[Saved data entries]
=-=-=

PR #630, opened 2026-06-29
Improve hidden label to be more meaningful to screen readers

niaevans9:
Improve the hidden text shown for screenreaders when selecting a check box on the attendance and session notes page

Screenshot 2026-06-29 at 11 28 32
 

Before
``` html
<label for="person-1">
      <span class="govuk-visually-hidden">
        Select [object Object]
      </span>
 </label>
```
After
``` html
<label class="govuk-label govuk-checkboxes__label" for="multi-select-attendance-multi-select-row-1">
            <span class="govuk-visually-hidden">Select Aisha McGlynn</span>
          </label>
```


raby (approved):
LGTM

=-=-=

Above are some records; repeat all of them exactly.

PR #630, opened 2026-06-29
Improve hidden label to be more meaningful to screen readers

niaevans9:
Improve the hidden text shown for screenreaders when selecting a check box on the attendance and session notes page

Screenshot 2026-06-29 at 11 28 32
 

Before
``` html
<label for="person-1">
      <span class="govuk-visually-hidden">
        Select [object Object]
      </span>
 </label>
```
After
``` html
<label class="govuk-label govuk-checkboxes__label" for="multi-select-attendance-multi-select-row-1">
            <span class="govuk-visually-hidden">Select Aisha McGlynn</span>
          </label>
```


raby (approved):
LGTM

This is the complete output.